*** Opening MATERIAL FOR THIS TASK ***

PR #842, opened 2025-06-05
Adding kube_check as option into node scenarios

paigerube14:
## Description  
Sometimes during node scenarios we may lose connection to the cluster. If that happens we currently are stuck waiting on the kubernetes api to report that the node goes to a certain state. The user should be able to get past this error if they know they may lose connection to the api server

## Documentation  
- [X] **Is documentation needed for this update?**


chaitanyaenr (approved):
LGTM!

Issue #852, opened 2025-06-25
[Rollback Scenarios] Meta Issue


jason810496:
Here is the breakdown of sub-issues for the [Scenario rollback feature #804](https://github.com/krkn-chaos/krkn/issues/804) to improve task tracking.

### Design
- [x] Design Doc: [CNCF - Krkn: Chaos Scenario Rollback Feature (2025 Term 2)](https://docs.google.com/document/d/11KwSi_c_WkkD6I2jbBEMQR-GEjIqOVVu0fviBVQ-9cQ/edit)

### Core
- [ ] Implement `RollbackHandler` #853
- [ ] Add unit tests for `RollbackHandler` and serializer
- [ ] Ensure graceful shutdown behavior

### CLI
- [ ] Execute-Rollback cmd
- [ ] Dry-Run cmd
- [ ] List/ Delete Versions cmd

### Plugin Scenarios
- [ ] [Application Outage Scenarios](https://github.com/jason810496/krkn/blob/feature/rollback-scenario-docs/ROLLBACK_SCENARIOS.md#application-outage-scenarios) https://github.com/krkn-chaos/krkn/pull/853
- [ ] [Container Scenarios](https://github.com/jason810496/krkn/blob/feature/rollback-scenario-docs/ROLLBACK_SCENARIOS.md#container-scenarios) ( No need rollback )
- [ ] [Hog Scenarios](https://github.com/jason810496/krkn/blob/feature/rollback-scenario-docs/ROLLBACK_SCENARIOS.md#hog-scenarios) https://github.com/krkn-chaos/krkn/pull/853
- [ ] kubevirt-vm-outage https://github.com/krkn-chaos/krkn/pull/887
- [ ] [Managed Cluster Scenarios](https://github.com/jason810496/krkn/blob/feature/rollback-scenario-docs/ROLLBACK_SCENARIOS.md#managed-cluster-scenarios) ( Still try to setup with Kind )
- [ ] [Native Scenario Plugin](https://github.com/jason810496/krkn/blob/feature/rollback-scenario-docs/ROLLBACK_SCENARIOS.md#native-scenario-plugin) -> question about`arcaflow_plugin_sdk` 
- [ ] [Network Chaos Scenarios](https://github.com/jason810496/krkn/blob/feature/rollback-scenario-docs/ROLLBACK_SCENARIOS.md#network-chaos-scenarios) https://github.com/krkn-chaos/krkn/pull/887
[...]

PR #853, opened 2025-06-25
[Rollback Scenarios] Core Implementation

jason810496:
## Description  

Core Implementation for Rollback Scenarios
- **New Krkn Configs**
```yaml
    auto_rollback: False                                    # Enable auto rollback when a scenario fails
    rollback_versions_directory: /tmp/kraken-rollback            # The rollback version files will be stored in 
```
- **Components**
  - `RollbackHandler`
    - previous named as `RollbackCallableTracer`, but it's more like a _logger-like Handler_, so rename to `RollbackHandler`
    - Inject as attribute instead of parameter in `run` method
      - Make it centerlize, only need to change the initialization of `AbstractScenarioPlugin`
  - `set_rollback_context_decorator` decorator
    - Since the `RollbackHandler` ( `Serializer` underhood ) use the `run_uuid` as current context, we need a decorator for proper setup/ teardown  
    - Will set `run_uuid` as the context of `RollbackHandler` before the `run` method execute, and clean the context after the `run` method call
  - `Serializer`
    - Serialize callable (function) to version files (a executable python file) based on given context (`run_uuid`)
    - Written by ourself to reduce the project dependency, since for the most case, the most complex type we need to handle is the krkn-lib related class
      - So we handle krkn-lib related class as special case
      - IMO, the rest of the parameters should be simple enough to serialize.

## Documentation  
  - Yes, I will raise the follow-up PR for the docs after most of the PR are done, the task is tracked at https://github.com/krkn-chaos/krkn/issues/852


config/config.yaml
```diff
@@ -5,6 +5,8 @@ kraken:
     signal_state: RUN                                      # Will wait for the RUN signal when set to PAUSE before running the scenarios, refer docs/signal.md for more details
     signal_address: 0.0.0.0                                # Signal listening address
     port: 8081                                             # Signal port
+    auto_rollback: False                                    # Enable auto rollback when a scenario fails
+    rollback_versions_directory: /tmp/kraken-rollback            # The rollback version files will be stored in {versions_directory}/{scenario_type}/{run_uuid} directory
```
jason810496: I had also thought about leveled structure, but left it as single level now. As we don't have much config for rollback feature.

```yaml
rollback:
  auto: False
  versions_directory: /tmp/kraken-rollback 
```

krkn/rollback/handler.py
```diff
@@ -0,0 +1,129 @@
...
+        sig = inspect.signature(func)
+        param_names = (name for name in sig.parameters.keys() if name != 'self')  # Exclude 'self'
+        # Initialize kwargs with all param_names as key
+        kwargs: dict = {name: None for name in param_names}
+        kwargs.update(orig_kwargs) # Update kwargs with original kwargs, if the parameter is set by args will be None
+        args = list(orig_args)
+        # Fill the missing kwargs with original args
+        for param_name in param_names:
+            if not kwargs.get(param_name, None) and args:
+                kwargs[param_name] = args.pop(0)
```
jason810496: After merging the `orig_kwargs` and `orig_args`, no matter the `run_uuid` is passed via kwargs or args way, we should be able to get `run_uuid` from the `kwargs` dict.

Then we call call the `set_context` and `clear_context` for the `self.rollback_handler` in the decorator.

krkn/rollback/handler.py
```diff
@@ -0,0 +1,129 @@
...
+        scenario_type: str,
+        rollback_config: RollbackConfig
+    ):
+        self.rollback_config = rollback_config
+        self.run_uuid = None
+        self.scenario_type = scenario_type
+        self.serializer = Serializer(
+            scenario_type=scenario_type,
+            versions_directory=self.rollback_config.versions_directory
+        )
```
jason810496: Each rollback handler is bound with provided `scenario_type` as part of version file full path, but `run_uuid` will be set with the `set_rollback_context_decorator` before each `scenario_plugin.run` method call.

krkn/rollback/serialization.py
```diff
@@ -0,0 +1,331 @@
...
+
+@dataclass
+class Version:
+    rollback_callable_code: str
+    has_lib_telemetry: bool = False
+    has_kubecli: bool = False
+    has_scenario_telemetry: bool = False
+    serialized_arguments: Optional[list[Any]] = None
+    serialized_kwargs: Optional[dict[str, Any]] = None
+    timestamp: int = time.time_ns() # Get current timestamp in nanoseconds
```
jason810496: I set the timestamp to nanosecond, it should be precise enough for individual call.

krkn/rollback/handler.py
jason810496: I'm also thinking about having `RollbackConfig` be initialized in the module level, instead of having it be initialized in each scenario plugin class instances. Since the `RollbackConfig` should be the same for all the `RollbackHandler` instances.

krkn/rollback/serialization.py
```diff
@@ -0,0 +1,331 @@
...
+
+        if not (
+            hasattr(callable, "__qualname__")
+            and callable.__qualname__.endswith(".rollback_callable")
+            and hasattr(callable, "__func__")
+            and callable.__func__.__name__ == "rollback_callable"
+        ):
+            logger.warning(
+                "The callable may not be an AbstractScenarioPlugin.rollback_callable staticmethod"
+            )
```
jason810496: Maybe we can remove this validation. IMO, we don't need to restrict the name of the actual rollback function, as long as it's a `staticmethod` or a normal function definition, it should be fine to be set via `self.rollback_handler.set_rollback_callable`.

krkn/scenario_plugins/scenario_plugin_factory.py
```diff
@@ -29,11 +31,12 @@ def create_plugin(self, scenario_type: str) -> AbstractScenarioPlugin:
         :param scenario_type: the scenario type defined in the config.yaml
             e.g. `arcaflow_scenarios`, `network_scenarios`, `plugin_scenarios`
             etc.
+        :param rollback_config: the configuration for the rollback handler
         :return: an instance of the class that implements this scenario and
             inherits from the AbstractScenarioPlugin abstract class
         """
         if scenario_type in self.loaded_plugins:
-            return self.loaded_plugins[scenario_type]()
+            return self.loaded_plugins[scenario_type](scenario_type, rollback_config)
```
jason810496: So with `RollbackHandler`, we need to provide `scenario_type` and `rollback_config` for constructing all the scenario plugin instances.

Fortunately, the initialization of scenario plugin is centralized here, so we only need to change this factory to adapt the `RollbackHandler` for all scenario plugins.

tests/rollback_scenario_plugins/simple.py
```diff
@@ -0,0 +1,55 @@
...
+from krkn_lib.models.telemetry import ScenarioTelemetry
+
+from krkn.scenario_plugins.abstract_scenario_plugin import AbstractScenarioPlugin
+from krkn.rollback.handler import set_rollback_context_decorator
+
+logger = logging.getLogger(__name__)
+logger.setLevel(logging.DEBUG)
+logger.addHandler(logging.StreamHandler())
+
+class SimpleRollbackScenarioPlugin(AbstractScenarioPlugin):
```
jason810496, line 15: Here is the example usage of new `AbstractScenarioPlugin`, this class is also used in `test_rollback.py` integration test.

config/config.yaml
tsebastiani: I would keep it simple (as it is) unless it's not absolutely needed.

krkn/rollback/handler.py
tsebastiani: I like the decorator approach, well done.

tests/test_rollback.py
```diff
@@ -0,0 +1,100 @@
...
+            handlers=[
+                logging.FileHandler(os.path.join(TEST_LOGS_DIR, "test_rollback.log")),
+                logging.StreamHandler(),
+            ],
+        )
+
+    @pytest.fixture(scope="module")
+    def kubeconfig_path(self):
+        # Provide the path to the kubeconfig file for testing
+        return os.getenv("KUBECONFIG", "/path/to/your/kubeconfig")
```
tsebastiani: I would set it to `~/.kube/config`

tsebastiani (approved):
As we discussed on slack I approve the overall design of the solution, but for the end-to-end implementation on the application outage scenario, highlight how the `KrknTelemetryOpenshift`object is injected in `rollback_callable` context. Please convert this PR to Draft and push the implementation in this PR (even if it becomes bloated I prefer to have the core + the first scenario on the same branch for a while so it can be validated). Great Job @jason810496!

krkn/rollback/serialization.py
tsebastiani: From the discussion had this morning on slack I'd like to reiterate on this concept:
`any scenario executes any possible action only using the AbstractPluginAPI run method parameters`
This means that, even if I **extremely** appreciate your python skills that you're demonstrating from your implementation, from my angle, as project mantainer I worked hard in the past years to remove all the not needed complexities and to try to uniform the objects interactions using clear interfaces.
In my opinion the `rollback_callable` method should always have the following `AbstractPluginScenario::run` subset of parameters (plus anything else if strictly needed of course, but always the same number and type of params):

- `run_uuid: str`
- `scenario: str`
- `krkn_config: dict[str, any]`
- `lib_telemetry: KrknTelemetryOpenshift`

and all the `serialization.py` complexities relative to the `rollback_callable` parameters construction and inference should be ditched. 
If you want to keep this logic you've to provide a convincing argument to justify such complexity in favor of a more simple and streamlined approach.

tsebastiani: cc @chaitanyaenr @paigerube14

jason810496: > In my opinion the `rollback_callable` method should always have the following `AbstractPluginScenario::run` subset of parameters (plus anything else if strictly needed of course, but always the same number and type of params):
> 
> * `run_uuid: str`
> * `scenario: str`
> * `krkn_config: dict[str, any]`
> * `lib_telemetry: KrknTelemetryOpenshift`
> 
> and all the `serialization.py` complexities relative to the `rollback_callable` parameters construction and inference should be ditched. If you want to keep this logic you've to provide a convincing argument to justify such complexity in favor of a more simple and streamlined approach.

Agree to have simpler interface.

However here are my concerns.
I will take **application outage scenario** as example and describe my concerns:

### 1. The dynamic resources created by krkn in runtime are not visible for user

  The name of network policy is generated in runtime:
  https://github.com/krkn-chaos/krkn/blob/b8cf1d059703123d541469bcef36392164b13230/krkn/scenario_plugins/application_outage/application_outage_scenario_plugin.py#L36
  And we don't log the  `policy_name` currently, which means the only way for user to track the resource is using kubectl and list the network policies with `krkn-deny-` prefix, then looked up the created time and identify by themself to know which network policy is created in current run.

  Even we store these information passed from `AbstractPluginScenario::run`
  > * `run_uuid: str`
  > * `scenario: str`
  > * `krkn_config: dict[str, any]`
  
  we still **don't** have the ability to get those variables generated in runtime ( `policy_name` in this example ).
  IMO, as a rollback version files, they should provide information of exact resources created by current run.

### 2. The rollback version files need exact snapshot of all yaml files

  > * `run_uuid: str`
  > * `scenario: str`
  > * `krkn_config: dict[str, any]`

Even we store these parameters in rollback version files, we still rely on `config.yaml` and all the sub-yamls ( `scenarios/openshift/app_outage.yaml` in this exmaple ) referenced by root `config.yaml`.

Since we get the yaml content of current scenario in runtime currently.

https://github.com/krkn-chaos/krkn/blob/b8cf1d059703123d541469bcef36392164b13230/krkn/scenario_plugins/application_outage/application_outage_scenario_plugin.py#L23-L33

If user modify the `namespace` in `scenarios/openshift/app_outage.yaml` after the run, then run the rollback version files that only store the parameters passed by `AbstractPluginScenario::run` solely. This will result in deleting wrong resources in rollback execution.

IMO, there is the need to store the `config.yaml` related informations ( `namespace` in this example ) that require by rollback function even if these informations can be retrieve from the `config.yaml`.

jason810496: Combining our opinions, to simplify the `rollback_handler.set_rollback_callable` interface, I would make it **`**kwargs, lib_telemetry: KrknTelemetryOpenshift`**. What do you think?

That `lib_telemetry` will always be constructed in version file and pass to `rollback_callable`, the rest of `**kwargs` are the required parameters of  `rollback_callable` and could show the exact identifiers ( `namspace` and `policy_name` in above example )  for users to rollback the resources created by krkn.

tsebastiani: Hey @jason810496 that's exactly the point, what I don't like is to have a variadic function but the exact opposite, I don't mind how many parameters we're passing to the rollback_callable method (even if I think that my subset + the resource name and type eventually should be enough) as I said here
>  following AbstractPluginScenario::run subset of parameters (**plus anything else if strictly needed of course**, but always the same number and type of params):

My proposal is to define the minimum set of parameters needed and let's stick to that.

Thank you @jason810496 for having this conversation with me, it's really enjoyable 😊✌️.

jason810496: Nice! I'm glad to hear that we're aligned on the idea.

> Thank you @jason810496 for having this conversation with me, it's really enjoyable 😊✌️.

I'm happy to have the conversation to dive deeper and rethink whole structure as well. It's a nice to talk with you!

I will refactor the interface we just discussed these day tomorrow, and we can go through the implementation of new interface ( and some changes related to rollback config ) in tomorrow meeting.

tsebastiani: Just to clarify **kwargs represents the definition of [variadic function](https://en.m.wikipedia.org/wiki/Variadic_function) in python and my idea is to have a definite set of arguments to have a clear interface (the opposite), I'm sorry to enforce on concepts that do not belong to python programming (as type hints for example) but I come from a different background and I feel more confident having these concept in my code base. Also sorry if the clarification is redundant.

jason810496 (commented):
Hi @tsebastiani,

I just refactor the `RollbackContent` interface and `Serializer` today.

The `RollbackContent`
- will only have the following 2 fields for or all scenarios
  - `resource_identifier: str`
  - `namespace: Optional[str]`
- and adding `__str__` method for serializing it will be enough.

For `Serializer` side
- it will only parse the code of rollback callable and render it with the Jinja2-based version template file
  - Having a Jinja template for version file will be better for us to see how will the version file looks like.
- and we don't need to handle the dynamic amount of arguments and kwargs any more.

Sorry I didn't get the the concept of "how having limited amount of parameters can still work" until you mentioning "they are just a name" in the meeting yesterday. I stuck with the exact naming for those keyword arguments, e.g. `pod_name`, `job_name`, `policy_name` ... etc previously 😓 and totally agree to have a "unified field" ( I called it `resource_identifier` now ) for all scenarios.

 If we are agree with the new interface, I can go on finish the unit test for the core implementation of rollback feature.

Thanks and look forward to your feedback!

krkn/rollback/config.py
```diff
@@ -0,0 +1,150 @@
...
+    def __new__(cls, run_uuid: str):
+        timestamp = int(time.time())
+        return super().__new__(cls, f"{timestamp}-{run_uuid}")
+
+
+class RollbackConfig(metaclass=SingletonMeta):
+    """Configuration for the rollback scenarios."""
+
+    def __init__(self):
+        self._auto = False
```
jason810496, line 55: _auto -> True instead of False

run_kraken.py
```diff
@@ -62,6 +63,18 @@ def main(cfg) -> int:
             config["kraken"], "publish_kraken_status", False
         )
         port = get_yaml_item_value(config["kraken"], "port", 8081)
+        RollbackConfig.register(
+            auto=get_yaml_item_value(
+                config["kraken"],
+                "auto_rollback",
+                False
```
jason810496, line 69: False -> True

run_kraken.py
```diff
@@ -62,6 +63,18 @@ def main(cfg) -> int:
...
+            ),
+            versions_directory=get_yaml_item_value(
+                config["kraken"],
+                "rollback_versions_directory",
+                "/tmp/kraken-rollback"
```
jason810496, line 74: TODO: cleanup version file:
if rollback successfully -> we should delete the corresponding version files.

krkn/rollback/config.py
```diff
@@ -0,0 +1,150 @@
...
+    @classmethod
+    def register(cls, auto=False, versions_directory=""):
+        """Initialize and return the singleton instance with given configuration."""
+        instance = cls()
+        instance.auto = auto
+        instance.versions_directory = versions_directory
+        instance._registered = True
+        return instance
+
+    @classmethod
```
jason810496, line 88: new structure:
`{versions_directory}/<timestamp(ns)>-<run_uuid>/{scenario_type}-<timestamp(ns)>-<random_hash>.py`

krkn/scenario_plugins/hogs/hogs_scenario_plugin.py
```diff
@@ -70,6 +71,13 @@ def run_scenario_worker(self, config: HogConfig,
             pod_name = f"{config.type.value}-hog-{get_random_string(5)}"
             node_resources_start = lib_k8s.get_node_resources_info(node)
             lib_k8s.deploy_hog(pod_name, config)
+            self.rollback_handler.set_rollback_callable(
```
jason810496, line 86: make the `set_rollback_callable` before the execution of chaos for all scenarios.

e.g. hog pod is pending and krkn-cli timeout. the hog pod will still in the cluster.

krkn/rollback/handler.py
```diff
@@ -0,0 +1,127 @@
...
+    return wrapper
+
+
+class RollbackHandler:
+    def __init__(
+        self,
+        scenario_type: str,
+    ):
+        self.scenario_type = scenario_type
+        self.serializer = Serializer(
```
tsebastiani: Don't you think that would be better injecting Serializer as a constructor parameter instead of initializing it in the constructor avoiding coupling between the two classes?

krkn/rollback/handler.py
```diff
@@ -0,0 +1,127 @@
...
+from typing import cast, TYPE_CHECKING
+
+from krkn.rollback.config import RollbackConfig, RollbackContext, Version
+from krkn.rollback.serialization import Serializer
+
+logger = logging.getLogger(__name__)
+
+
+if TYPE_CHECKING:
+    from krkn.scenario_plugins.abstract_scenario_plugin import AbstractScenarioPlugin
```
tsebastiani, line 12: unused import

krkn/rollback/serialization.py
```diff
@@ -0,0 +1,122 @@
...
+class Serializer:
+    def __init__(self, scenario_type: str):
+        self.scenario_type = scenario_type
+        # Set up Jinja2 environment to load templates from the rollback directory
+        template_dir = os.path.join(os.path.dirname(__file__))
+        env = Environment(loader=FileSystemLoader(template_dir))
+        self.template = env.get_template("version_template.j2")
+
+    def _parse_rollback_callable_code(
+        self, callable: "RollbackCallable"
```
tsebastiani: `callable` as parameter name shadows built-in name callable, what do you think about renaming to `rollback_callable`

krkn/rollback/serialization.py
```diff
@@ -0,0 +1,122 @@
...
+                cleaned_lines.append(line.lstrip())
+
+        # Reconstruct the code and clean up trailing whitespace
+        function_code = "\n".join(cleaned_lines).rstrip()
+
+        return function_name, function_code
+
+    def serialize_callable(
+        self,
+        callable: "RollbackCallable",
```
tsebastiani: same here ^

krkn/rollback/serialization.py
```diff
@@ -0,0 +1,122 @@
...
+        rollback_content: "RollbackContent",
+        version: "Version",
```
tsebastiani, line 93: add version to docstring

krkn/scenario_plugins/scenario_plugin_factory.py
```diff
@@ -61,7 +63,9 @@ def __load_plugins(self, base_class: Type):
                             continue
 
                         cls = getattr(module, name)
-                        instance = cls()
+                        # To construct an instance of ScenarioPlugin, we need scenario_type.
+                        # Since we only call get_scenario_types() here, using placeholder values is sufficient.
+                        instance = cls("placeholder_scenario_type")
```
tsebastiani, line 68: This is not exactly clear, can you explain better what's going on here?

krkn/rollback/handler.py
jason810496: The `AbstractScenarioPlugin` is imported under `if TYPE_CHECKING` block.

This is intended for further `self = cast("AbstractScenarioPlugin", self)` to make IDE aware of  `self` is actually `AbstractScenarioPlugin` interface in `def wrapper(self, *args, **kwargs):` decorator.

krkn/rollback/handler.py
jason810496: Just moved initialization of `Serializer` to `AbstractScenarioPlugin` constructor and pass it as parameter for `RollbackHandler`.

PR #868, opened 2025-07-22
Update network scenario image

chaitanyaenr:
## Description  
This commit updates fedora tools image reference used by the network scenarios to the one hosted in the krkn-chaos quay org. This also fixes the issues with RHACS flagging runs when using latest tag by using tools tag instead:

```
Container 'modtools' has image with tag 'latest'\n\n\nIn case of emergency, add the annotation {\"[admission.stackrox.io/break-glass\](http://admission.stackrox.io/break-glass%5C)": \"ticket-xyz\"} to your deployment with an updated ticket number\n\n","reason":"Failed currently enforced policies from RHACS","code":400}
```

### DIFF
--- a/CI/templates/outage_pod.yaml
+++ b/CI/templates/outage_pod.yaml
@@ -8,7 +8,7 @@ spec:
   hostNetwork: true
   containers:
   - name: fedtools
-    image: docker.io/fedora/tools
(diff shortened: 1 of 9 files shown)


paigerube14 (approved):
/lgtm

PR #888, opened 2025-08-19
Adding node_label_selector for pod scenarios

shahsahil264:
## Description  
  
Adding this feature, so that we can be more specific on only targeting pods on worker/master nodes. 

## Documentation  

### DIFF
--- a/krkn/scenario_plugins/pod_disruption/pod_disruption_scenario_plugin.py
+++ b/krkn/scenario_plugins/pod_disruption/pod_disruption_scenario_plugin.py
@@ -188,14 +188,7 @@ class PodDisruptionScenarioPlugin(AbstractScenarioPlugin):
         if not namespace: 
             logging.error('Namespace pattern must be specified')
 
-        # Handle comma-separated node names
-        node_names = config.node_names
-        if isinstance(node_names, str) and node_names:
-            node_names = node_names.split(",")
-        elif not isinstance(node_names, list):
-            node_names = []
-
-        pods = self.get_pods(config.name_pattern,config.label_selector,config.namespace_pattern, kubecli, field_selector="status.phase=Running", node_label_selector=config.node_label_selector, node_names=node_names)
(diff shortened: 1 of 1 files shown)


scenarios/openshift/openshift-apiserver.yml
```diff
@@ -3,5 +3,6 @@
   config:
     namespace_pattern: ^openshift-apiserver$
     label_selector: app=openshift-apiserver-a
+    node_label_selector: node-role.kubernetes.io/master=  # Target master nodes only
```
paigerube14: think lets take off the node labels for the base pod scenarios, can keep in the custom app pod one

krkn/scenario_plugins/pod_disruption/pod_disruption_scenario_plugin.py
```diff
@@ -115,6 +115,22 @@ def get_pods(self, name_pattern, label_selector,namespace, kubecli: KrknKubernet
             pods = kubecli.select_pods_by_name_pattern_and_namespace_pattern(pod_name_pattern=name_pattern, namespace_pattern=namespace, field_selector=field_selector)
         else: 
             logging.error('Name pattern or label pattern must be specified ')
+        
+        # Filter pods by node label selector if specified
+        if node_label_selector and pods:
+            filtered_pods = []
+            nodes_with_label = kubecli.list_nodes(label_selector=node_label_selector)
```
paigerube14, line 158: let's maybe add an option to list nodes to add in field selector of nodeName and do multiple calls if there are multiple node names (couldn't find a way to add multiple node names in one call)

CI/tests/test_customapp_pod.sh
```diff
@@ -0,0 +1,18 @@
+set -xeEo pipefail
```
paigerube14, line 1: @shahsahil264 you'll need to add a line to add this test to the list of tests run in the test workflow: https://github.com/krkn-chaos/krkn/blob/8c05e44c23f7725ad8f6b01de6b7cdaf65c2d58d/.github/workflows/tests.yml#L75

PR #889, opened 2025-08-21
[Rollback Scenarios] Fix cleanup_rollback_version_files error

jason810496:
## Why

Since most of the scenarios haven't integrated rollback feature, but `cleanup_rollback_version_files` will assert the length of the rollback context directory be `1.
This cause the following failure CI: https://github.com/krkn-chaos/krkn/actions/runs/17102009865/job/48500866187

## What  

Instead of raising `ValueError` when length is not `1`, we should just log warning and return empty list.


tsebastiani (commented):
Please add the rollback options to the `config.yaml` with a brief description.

*** Closing MATERIAL FOR THIS TASK ***

ACTION ITEM ▸ From the records above, print exactly the lines that run from the line with "- [ ] [Application" to the line with "- [ ] [Container", inclusive.

SOLUTION FOR THIS TASK ▸
- [ ] [Application Outage Scenarios](https://github.com/jason810496/krkn/blob/feature/rollback-scenario-docs/ROLLBACK_SCENARIOS.md#application-outage-scenarios) https://github.com/krkn-chaos/krkn/pull/853
- [ ] [Container Scenarios](https://github.com/jason810496/krkn/blob/feature/rollback-scenario-docs/ROLLBACK_SCENARIOS.md#container-scenarios) ( No need rollback )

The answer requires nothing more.